A collaborative comparison of objective structured clinical examination (OSCE) standard setting methods at Australian medical schools
Version 2 2024-06-03, 13:46Version 2 2024-06-03, 13:46
Version 1 2017-10-19, 14:44Version 1 2017-10-19, 14:44
journal contribution
posted on 2024-06-03, 13:46authored byBunmi Sherifat Malau-Aduli, Peta-Ann Teague, Karen D'SouzaKaren D'Souza, Clare Heal, Richard Turner, David L Garne, Cees van der Vleuten
BACKGROUND: A key issue underpinning the usefulness of the OSCE assessment to medical education is standard setting, but the majority of standard-setting methods remain challenging for performance assessment because they produce varying passing marks. Several studies have compared standard-setting methods; however, most of these studies are limited by their experimental scope, or use data on examinee performance at a single OSCE station or from a single medical school. This collaborative study between 10 Australian medical schools investigated the effect of standard-setting methods on OSCE cut scores and failure rates.

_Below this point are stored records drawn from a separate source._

PR #2364, opened 2021-07-19
[fixed] tls timeout now accepts units

matthiashanel:

ran into trying to set with units this the other day.
didn't work and didn't cause an error, so made it work


kozlovic (changes requested):
I understand that this is not related to your PR, but staticcheck has reported an error just above your change regarding to the user of strings.TrimSuffix instead of manual HasSuffix/trim.

kozlovic (approved):
LGTM

PR #2365, opened 2021-07-19
[changed] default account fetch timeout to be smaller as client timeout

matthiashanel:

changes this (account for creds has not been pushed):
```bash
nats --server localhost:4222 --creds ~/test/jetstream-leaf-nodes-demo/keys/creds/OP/NOPUSH/nopush.creds sub foo
nats: error: read tcp 127.0.0.1:49279->127.0.0.1:4222: i/o timeout, try --help
```

to that:
```bash
nats --server localhost:4222 --creds ~/test/jetstream-leaf-nodes-demo/keys/creds/OP/NOPUSH/nopush.creds sub foo
nats: error: nats: Authorization Violation, try --help
```

### DIFF
--- a/server/const.go
+++ b/server/const.go
@@ -202,5 +202,5 @@ const (
 	DEFAULT_GLOBAL_ACCOUNT = "$G"
 
 	// DEFAULT_FETCH_TIMEOUT is the default time that the system will wait for an account fetch to return.
-	DEFAULT_ACCOUNT_FETCH_TIMEOUT = 2 * time.Second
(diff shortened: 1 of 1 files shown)


kozlovic (approved):
LGTM. I assume we had not tests that expected/checked the default fetch timeout to be exactly 2secs.

matthiashanel:
Yeah, no tests for that

kozlovic:
To be clear, was not mentioning that you did not add a test for that, but instead that no existing test would start to fail due to this change?

matthiashanel:
I ran it locally without issues

PR #2369, opened 2021-07-22
[fixed] subscription on wildcard import that is not a subset

### LINKED ISSUE #2361: Subscriptions to streams which are imported with a wildcard subject and a prefix do not work correctly
## Defect
In Accounts configuration, if I import a stream from another account, with a subject containing a wildcard and any prefix, subscribers that subscribe to a subject respecting the prefix combined with the wildcard, do not receive any message.
In particular, given an import like the following `{stream: {account: ACCOUNT_X, subject: > }, prefix: myprefix}`, subscribers using a subject which is constructed with `*` instead of `myprefix` and any string instead of `>` (e.g. `*.test`) seem to not receive any message.

nats-server: v2.3.2

CentOS Linux release 7.9.2009 (Core)

1. Use this nats-server accounts configuration 
```
accounts: {
  ACCOUNT_X: {
    users: [
      {user: publisher}
    ]
    exports: [
      {stream: >}
    ]
  },
  ACCOUNT_Y: {
    users: [
      {user: subscriber}
    ]
    imports: [
      {stream: {account: ACCOUNT_X, subject: > }, prefix: myprefix}
    ]
  }
}
```
2. Configure a nats client with username `subscriber` to subscribe to `*.testsubject`
3. With a nats client with username `publisher`, publish a message on the subject `testsubject`

#### Expected result:
I expect that `subscriber` receives the event published by `publisher`

#### Actual result:
The subscriber does not receive any message

matthiashanel:
fixes #2361
The subject used was not a subset of the import. Nor the other way
around. Instead it is an overlap that needs to be dynamically computed.

I added more unit tests for transforms and discovered another test involving ">".
Took care to not iterate over subj more often than necessary. 
Part of this was to support better re-use of tokenized subjects.

### DIFF
--- a/server/client.go
+++ b/server/client.go
@@ -2509,9 +2509,10 @@ func (c *client) addShadowSubscriptions(acc *Account, sub *subscription) error {
 		for _, tk := range tokens {
 			if tk == pwcs {
 				hasWC = true
+				break
 			}
 		}
-		if tokens[len(tokens)-1] == fwcs {
+		if !hasWC && tokens[len(tokens)-1] == fwcs {
 			hasWC = true
 		}
 	}
@@ -2524,7 +2525,7 @@ func (c *client) addShadowSubscriptions(acc *Account, sub *subscription) error {
 			continue
 		}
 		if subj == im.to {
-			ims = append(ims, ime{im, "", false})
+			ims = append(ims, ime{im, _EMPTY_, false})
 			continue
 		}
 		if tokensModified {
@@ -2537,10 +2538,10 @@ func (c *client) addShadowSubscriptions(acc *Account, sub *subscription) error {
 		tokenizeSubjectIntoSlice(im.to, &imTokens)
 
 		if isSubsetMatchTokenized(tokens, imTokens) {
-			ims = append(ims, ime{im, "", true})
+			ims = append(ims, ime{im, _EMPTY_, true})
 		} else if hasWC {
 			if isSubsetMatchTokenized(imTokens, tokens) {
-				ims = append(ims, ime{im, "", false})
+				ims = append(ims, ime{im, _EMPTY_, false})
 			} else {
 				imTokensLen := len(imTokens)
 				for i, t := range tokens {
--- a/server/client.go
+++ b/server/client.go
@@ -2478,8 +2478,9 @@ func (c *client) processSubEx(subject, queue, bsid []byte, cb msgHandler, noForw
 
 // Used to pass stream import matches to addShadowSub
 type ime struct {
-	im  *streamImport
-	dyn bool
+	im          *streamImport
+	overlapSubj string
+	dyn         bool
 }
 
 // If the client's account has stream imports and there are matches for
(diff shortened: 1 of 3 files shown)


derekcollison (commented):
In general looks good, will let Ivan chime in and give official LGTM. Thanks.

server/client.go
```diff
@@ -2491,47 +2492,86 @@ func (c *client) addShadowSubscriptions(acc *Account, sub *subscription) error {
...
 	acc.mu.RLock()
-	// Loop over the import subjects. We have 3 scenarios. If we have an
+	subj := string(sub.subject)
+	if len(acc.imports.streams) > 0 {
+		tokens = tsa[:0]
+		tokenizeSubjectIntoSlice(subj, &tokens)
+		for _, tk := range tokens {
+			if tk == pwcs {
+				hasWC = true
+			}
```
kozlovic, line 2512: I think that a `break` makes sense here: as soon as you discover a `*` token, you know there is wildcard.

server/client.go
```diff
@@ -2491,47 +2492,86 @@ func (c *client) addShadowSubscriptions(acc *Account, sub *subscription) error {
...
+		}
+		if tokens[len(tokens)-1] == fwcs {
```
kozlovic, line 2514: Could even be: `if !hasWC && tokens[len(tokens)-1] == fwcs {`...

server/client.go
```diff
@@ -2491,47 +2492,86 @@ func (c *client) addShadowSubscriptions(acc *Account, sub *subscription) error {
...
+	// the import. If we are a subset or overlap, we have to dynamically calculate
+	// the subject. On overlap, ime requires the overlap subject.
 	for _, im := range acc.imports.streams {
 		if im.invalid {
 			continue
 		}
-		subj := string(sub.subject)
 		if subj == im.to {
-			ims = append(ims, ime{im, false})
+			ims = append(ims, ime{im, "", false})
```
kozlovic, line 2527: I know it is a bit silly, but for consistency sake, replace `""` with `_EMPTY_`.

server/client.go
```diff
@@ -2491,47 +2492,86 @@ func (c *client) addShadowSubscriptions(acc *Account, sub *subscription) error {
...
-					tokens = append(tokens, subj[start:i])
-					start = i + 1
+			tokenizeSubjectIntoSlice(subj, &tokens)
+			tokensModified = false
+		}
+		imTokens := imTsa[:0]
+		tokenizeSubjectIntoSlice(im.to, &imTokens)
+
+		if isSubsetMatchTokenized(tokens, imTokens) {
+			ims = append(ims, ime{im, "", true})
```
kozlovic, line 2540: `_EMPTY_`

server/client.go
```diff
@@ -2491,47 +2492,86 @@ func (c *client) addShadowSubscriptions(acc *Account, sub *subscription) error {
...
+		} else if hasWC {
+			if isSubsetMatchTokenized(imTokens, tokens) {
+				ims = append(ims, ime{im, "", false})
```
kozlovic, line 2543: `_EMPTY_`

kozlovic (approved):
Maybe can break when first wildcard is discovered, and change `""` to `_EMPTY_`, otherwise LGTM.

server/client.go
matthiashanel: agreed

server/client.go
matthiashanel: Yes

server/client.go
matthiashanel: done

server/client.go
matthiashanel: done

server/client.go
matthiashanel: done

kozlovic (approved):
LGTM

kozlovic (approved):
LGTM

derekcollison (approved):
LGTM

PR #3616, opened 2022-11-10
[WIP] Integrate oss-fuzz into CI on pull requets

piotrpio:


kozlovic (approved):
I see that there was a run on GA already and seem to work fine. To be honest, I would not know what we need to know if that fails, but for this PR itself, LGTM.

piotrpio:
@kozlovic I am not sure we want to merge it, as it adds extra 15 minutes to the build time. I created it to verify the errors reported by these tests:
```
==33== ERROR: libFuzzer: out-of-memory (used: 2801Mb; limit: 2560Mb)
```

PR #3624, opened 2022-11-14
[IMPROVED] Don't copy pending on needAck check.

derekcollison:
When determining whether we need an ack, no need to copy since under consumer lock.

/cc @nats-io/core

### DIFF
--- a/server/filestore.go
+++ b/server/filestore.go
@@ -6445,6 +6445,16 @@ func (o *consumerFileStore) Type() StorageType { return FileStorage }
 // State retrieves the state from the state file.
 // This is not expected to be called in high performance code, only on startup.
 func (o *consumerFileStore) State() (*ConsumerState, error) {
+	return o.stateWithCopy(true)
+}
+
+// This will not copy pending or redelivered, so should only be done under the
+// consumer owner's lock.
+func (o *consumerFileStore) BorrowState() (*ConsumerState, error) {
+	return o.stateWithCopy(false)
+}
+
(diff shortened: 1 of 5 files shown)


server/memstore.go
```diff
@@ -1171,6 +1171,16 @@ func (o *consumerMemStore) StreamDelete() error {
 }
 
 func (o *consumerMemStore) State() (*ConsumerState, error) {
+	return o.stateWithCopy(true)
+}
+
+// This will not copy pending or redelivered, so should only be down under the
```
kozlovic, line 1177: typo: down->done

server/filestore.go
```diff
@@ -6445,6 +6445,14 @@ func (o *consumerFileStore) Type() StorageType { return FileStorage }
 // State retrieves the state from the state file.
 // This is not expected to be called in high performance code, only on startup.
 func (o *consumerFileStore) State() (*ConsumerState, error) {
+	return o.stateWithCopy(true)
+}
+
+func (o *consumerFileStore) BorrowState() (*ConsumerState, error) {
```
kozlovic, line 6451: What am I missing? I don't see this function being called?

kozlovic (changes requested):

server/memstore.go
derekcollison: Will fix.

server/filestore.go
derekcollison: lol forgot to plug in. fixed.

kozlovic (approved):
LGTM

PR #3627, opened 2022-11-14
[FIXED] JetStream: Account removal leaks subscriptions

### LINKED ISSUE #3623: Nats deleted account leak subscriptions
## Defect
When adding a jetstream enabled account, it creates 6 (internal?) subscriptions, when deleting the account, those subscriptions remains until the server is restarted.
The step bellow reproduce it on a single server and a single account. But we found it on a cluster with several (a lot of) accounts where the number of subscriptions, the messages rate (in and out) and the memory used by the 3 server process where getting higher after each account creation and never got down when the accounts where deleted.

[nats-server.log](https://github.com/nats-io/nats-server/files/10002937/nats-server.log)

[commands.txt](https://github.com/nats-io/nats-server/files/10002917/commands.txt)

nats-server: 2.9.6

debian 11

see attached commands.txt

#### Expected result:
The number of subscriptions should drop back to the initial values (from 59 to 53 in the example case) after deleting the account.

#### Actual result:
The number of subscriptions only drop after restarting the server.

kozlovic:
Resolve #3623

### DIFF
--- a/server/accounts.go
+++ b/server/accounts.go
@@ -3813,9 +3813,16 @@ func removeCb(s *Server, pubKey string) {
 	a.mconns = 0
 	a.mleafs = 0
 	a.updated = time.Now().UTC()
+	jsa := a.js
 	a.mu.Unlock()
 	// set the account to be expired and disconnect clients
 	a.expiredTimeout()
+	// For JS, we need also to disable JS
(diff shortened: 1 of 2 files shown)


derekcollison (approved):
LGTM

PR #3633, opened 2022-11-15
Offload signaling to consumers when number is large.

derekcollison:
This will offload consumer processing and signaling from the stream ingest routine when the number of consumers passes a threshold.

/cc @nats-io/core


kozlovic (approved):
LGTM

PR #3638, opened 2022-11-16
[FIXED] Make mirror consumers use filtered version of consumer create

derekcollison:
Creating source consumers used this but mirrors were overlooked, this fixes that.

/cc @nats-io/core


kozlovic (approved):
LGTM

PR #3640, opened 2022-11-17
[FIXED] JetStream: WorkQueue not preventing overlapping consumers

### LINKED ISSUE #3639: WorkQueuePolicy incorrectly allows consumers with overlapping subjects
Reported by @Kilio22

### Discussed in https://github.com/nats-io/nats-server/discussions/3637

<div type='discussions-op-text'>

<sup>Originally posted by **Kilio22** November 16, 2022</sup>
Hi,

I am new to NATS, and I am playing with Jetstream and the different retention policies, especially the WorkQueuePolicy.  
I noticed in the following example https://natsbyexample.com/examples/jetstream/workqueue-stream/go that you cannot create two consumers with overlaping filtrer subjects.

However, I manage to do the following using nats-cli and a local nats-server started in Jetstream mode:
* create a stream with `toto.>` as subject
* create a first pull consumer with `toto.*.tata` as subject
* create a second pull consumer with `toto.>` as subject

Here, to me the subjects are overlaping, as both can match a message published on a subject such as `toto.tutu.tata`.  
I was thinking that maybe it would result in receiving a message published on subject `toto.tutu.tata` only on the first consumer, but no, it is received by both consumers.

Could you explain why please?

Thanks!</div>

kozlovic:
A stream with a WorkQueue retention policy is supposed to allow more than one consumer if they user filtered subjects, but those subjects should not overlap.

There was an issue that if a new consumer had a filter subject "wider" than an existing one, the error was not detected and the new consumer was incorrectly accepted.

Resolves #3639

### DIFF
--- a/server/consumer.go
+++ b/server/consumer.go
@@ -650,9 +650,25 @@ func (mset *stream) addConsumerWithAssignment(config *ConsumerConfig, oname stri
 				mset.mu.Unlock()
 				return nil, NewJSConsumerWQMultipleUnfilteredError()
 			} else if !mset.partitionUnique(config.FilterSubject) {
-				// We have a partition but it is not unique amongst the others.
-				mset.mu.Unlock()
-				return nil, NewJSConsumerWQConsumerNotUniqueError()
+				// Prior to v2.9.7, on a stream with WorkQueue policy, the servers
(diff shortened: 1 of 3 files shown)


derekcollison (approved):
LGTM

PR #3659, opened 2022-11-22
If no_auth_user is set, clear auth required from server info to client.

derekcollison:

/cc @nats-io/core


wallyqs (approved):
LGTM

PR #3663, opened 2022-11-23
Add a system account responder for IDZ along with STATSZ etc.

derekcollison:
This will avoid write locks and any non-static data.

/cc @nats-io/core


ripienaar (approved):
LGTM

METHODS: This research used 5256 examinee scores from seven shared OSCE stations to calculate cut scores and failure rates using two different compromise standard-setting methods, namely the Borderline Regression and Cohen's methods.
RESULTS: The results of this study indicate that Cohen's method yields similar outcomes to the Borderline Regression method, particularly for large examinee cohort sizes. However, with lower examinee numbers on a station, the Borderline Regression method resulted in higher cut scores and larger difference margins in the failure rates.
CONCLUSION: Cohen's method yields similar outcomes as the Borderline Regression method and its application for benchmarking purposes and in resource-limited settings is justifiable, particularly with large examinee numbers.